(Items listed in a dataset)
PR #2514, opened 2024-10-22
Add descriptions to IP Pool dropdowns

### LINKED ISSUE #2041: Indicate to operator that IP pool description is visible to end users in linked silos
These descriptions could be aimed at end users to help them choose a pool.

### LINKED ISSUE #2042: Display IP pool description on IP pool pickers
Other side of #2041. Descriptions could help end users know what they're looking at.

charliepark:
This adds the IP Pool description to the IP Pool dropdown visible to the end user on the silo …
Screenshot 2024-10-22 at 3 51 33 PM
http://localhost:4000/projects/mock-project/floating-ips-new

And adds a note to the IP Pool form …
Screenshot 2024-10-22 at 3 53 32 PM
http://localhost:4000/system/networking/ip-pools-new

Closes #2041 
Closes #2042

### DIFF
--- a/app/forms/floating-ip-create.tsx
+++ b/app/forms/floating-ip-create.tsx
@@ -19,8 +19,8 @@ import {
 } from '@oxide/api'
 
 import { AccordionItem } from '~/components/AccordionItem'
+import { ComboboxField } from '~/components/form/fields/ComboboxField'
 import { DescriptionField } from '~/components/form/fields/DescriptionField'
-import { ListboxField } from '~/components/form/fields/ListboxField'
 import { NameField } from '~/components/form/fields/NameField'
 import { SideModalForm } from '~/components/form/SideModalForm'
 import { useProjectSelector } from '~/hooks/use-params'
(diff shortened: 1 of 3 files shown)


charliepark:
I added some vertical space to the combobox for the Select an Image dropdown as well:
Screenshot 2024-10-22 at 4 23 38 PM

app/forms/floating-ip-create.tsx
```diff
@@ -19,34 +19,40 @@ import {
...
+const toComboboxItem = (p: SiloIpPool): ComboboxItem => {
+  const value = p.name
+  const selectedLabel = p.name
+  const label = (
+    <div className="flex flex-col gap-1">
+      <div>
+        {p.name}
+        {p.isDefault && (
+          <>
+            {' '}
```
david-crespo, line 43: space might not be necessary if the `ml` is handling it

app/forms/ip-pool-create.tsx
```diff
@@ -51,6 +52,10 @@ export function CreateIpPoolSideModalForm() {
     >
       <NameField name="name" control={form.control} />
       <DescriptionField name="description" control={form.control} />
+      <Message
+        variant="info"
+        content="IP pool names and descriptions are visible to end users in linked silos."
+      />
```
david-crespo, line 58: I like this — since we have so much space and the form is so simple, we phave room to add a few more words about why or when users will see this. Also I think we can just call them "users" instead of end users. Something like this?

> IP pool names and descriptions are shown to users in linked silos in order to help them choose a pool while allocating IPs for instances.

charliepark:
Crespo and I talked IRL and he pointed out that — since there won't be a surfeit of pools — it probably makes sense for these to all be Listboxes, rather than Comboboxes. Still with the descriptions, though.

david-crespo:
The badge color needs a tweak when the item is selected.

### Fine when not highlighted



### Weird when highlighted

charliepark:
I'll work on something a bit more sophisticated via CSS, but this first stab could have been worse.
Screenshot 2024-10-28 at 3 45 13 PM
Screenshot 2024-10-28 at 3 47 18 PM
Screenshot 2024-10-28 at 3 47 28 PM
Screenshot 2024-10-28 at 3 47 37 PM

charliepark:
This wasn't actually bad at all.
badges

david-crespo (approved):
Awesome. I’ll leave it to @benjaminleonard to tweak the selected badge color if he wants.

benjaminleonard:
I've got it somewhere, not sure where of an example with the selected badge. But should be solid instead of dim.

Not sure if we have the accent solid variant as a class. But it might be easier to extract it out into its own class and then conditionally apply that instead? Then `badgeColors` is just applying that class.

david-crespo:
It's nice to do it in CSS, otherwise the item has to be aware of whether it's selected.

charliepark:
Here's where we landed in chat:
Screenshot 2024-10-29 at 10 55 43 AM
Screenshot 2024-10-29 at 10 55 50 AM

---

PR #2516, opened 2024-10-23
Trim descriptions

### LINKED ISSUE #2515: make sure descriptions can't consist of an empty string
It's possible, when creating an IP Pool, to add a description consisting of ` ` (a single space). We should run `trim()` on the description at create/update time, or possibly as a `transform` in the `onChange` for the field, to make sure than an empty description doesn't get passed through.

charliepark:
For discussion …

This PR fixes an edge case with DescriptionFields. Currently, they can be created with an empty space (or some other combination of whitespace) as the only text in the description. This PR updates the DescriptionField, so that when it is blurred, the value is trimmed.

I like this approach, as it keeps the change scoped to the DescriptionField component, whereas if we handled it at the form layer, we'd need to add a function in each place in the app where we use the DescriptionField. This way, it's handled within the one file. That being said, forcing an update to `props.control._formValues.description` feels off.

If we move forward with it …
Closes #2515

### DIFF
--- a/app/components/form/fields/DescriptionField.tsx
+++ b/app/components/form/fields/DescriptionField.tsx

WORK ITEM:
Report all lines of the data that include the word "could".

EXERCISE RESULT:
These descriptions could be aimed at end users to help them choose a pool.
Other side of #2041. Descriptions could help end users know what they're looking at.
I'll work on something a bit more sophisticated via CSS, but this first stab could have been worse.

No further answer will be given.